Latest revision as of 22:25, 10 September 2022

Some find that APL expressions can have a poetic beauty. Phil Last submitted the following variable-free recursive dfn to compute the limit of a converging function, equivalent to the derived monadic operator ⍣≡:[1]

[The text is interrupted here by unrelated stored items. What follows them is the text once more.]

Issue #1674, opened 2020-04-20
Modules index, filter by "created by session user"


didoda:
### Expected behavior

User wants the possibility to filter objects list, to show only objects created by him, or all.  

### Actual behavior

No "user created" filter available

didoda:
Done with #1675

PR #1675, opened 2020-04-20
filter by user_created session user

didoda:
This PR provides #1674 

If `$filter['user_created']` exists, objects search apply a filter by user_created = `$filter['user_created']`.
UI provides the possibility to choose "created by me", meaning: `$filter['user_created'] = $BEAuthUser.id`.

### DIFF
--- a/bedita-app/models/behaviors/build_filter.php
+++ b/bedita-app/models/behaviors/build_filter.php
@@ -992,6 +992,9 @@ class BuildFilterBehavior extends ModelBehavior {
         $this->fields .= $locFields;
         $this->from .= ", {$s}users{$e} AS {$s}User{$e}";
         $this->conditions[] = "{$s}User{$e}.{$s}id{$e}={$s}BEObject{$e}.{$s}user_created{$e}";
+        if (!empty($this->filter['user_created'])) {
+            $this->conditions[] = "{$s}BEObject{$e}.{$s}user_created{$e}={$this->filter['user_created']}";
+        }
         $this->group .= $locFields;
     }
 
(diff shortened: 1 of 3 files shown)


bedita-app/models/behaviors/build_filter.php
```diff
@@ -992,6 +992,9 @@ protected function user_createdFilter($s, $e) {
         $this->fields .= $locFields;
         $this->from .= ", {$s}users{$e} AS {$s}User{$e}";
         $this->conditions[] = "{$s}User{$e}.{$s}id{$e}={$s}BEObject{$e}.{$s}user_created{$e}";
+        if (!empty($this->filter['user_created'])) {
```
batopa: the value of `$this->filter['user_created']` is passed directly to filter function. You can add a `$value` parameter to this method e use it
```php
protected function user_createdFilter($s, $e, $value) {
    ....
    if (!empty($value)) {
        $this->conditions[] = "{$s}BEObject{$e}.{$s}user_created{$e}={$value}";
    }
    ....
}
```

bedita-app/views/elements/filters_form.tpl
```diff
@@ -83,6 +84,23 @@ available options:
...
+				{strip}
+				<option value="" {if !$createdbyme}selected="selected"{/if}>
+					{t}anybody{/t}
+				</option>
+				<option value="{$BEAuthUser.id}" {if $createdbyme}selected="selected"{/if}>
+					{$BEAuthUser.userid} (you)
+				</option>
+				{/strip}
+			</select>
+		</div>
```
batopa: I would indent rows as for other filters

batopa (changes requested):

batopa (approved):

PR #1677, opened 2020-04-21
Invalidate destination on first save

### LINKED ISSUE #1676: Parent tree cache invalidation on model save [first time "destination" is set]
### Expected behavior

Saving an object from module view invalidates properly parents caches

### Actual behavior

Saving an object from module view sometimes doesn't invalidate properly parents caches on first save, an extra save is needed to achieve the task.

1. Edit a document (not in the tree) [from `http://<bedita-local-vhost>/documents/view/<document-id-or-nickname>`), set a destination and save it  [first time "destination" is set]
2. Verify its parent cache: not invalidated (not expected)
3. Save the same document again, without changing data [from `http://<bedita-local-vhost>/documents/view/<document-id-or-nickname>`]
4. Verify its parent cache: invalidate (expected)

=> 2 saves to invalidate parents cache properly

didoda:
This PR fixes #1676 

Cacheable behavior, via beforeSave and afterSave, clears object cache, including parents. The first time an object is saved in a destination, tree data is still not available, so parent cache is not invalidated properly. This provides a fix in `getObjectsToCleanById`: the parent id from model data is handled as well, so that cache clear on parent is performed also on first save

Bonus: handle object indexing, considering parents explicitely, before trees data is saved

### DIFF
--- a/bedita-app/models/behaviors/cacheable.php
+++ b/bedita-app/models/behaviors/cacheable.php
@@ -112,6 +112,10 @@ class CacheableBehavior extends ModelBehavior {
             'fields' => array('parent_id'),
             'conditions' => $treeConditions
         ));
+        // handle first save in tree (object still not in tree, but parent is in destination data)
+        if (!empty($model->data['BEObject']['destination']) && !in_array($model->data['BEObject']['destination'], $excludeIds)) {
+            $parents = array_merge($parents, $model->data['BEObject']['destination']);
+        }
 
         // get related object to clean
         $objectRelation = ClassRegistry::init('ObjectRelation');
--- a/bedita-app/models/behaviors/cacheable.php
+++ b/bedita-app/models/behaviors/cacheable.php
@@ -103,34 +103,35 @@ class CacheableBehavior extends ModelBehavior {
      */
     public function getObjectsToCleanById(&$model, $objectId, array $excludeIds = array()) {
         // get parents to clean
-        $tree = ClassRegistry::init('Tree');
-        $treeConditions = array('id' => $objectId);
-        if (!empty($excludeIds)) {
-            $treeConditions['NOT'] = array('parent_id' => $excludeIds);
+        $parents = array();
+        // if destination data, use it instead of calling a tree->find
+        if (!empty($model->data['BEObject']['destination'])) {
+            // use $model->data['BEObject']['destination'], excluding $excludeIds
+            $parents = array_unique(array_diff((array)$model->data['BEObject']['destination'], $excludeIds));
         }
-        $parents = $tree->find('list', array(
-            'fields' => array('parent_id'),
-            'conditions' => $treeConditions
-        ));
-        // handle first save in tree (object still not in tree, but parent is in destination data)
-        if (!empty($model->data['BEObject']['destination']) && !in_array($model->data['BEObject']['destination'], $excludeIds)) {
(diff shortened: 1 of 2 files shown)


bedita-app/models/search_text.php
```diff
@@ -67,8 +67,12 @@ public function createSearchText($model) {
 		}
 		
 		$this->checkIndexModel();
-		if($this->indexModel) {
-			$res = $this->indexModel->indexObject($searchFields, $data);
+		if ($this->indexModel) {
+			$parents = array();
+			if (!empty($model->data[$model->alias]['destination'])) {
+				$parents = $model->data[$model->alias]['destination'];
+			}
```
le0m: there's a tab character after the `}`

bedita-app/models/behaviors/cacheable.php
```diff
@@ -112,6 +112,10 @@ public function getObjectsToCleanById(&$model, $objectId, array $excludeIds = ar
             'fields' => array('parent_id'),
             'conditions' => $treeConditions
         ));
+        // handle first save in tree (object still not in tree, but parent is in destination data)
+        if (!empty($model->data['BEObject']['destination']) && !in_array($model->data['BEObject']['destination'], $excludeIds)) {
```
batopa: :thinking: `in_array($model->data['BEObject']['destination'], $excludeIds)` seems incorrect since `$model->data['BEObject']['destination']` should be an array and the operation results `true` only if all destinations are present in one value of `$excludeIds`. 

I think it's more safe to do
```php
if (!empty($model->data['BEObject']['destination'])) {
    $addParents = array_diff((array)$model->data['BEObject']['destination'], $excludeIds);
    $parents = array_unique(array_merge($parents, $addParents));
}
```

batopa (changes requested):

bedita-app/models/behaviors/cacheable.php
```diff
@@ -103,30 +103,35 @@ public function setObjectsToClean(&$model, $objectId, array $excludeIds = array(
      */
     public function getObjectsToCleanById(&$model, $objectId, array $excludeIds = array()) {
         // get parents to clean
-        $tree = ClassRegistry::init('Tree');
-        $treeConditions = array('id' => $objectId);
-        if (!empty($excludeIds)) {
-            $treeConditions['NOT'] = array('parent_id' => $excludeIds);
+        $parents = array();
+        // if destination data, use it instead of calling a tree->find
+        if (!empty($model->data['BEObject']['destination'])) {
```
batopa, line 108: parents in `destination` should be correctly handled in `beforeSave()` I think.

```php
$treeIds = (!empty($data['destination'])) ? $data['destination'] : array();
$excludeIdsFromQuery = array_merge($treeIds, $relatedIds);
// prepare objects to clean
if (!empty($data['id'])) {
    $this->setObjectsToClean($model, $data['id'], $excludeIdsFromQuery);
}
$this->addObjectsToClean($model, $excludeIdsFromQuery);
```

Before saving an object the parents of the object we're going to save and all those in `destination` array are collects to clear them cache later.

didoda: yes... but the problem is that a find is always performed (in 3-corylus), and sometimes data is not yet in tree. that's why we use here this patch: do not use tree->find, if parents are already available

didoda:
Obsolete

limit←{             ⍝ Function power limit (fixpoint).
    ⍵ ⍺⍺{           ⍝ 'old' value:
        ⍺≡⍵:⍵       ⍝       old matches new: finished.
        ⍵ ∇ ⍺⍺ ⍵    ⍝       otherwise: try new value.
    }⍺⍺ ⍵           ⍝ 'new' value.
}

John Scholes noted that it was close to being a palindrome, so he inlined it and he amended it with dummy code to make its invocation for finding the golden ratio even closer to palindromic:

      1{1+÷⍵}{⍵ ⍺⍺{⍺≡⍵:⍵ ⋄ ⍵ ⍺⍺ ∇∇ ⍺⍺ ⍵ ⋄ ⍵:⍵≡⍺}⍺⍺ ⍵}{⍵÷+1}1
1.618033989

Scholes then published a minute-long video with musical accompaniment where he types the expression in a symmetric fashion, culminating with the execution.[2]

References

  1. Dyalog. Function power limit (fixpoint). Dfns workspace. 2019-02-07.
  2. DFunctionista. Palindromic Expression for Phi in APL. YouTube. 2009-02-13.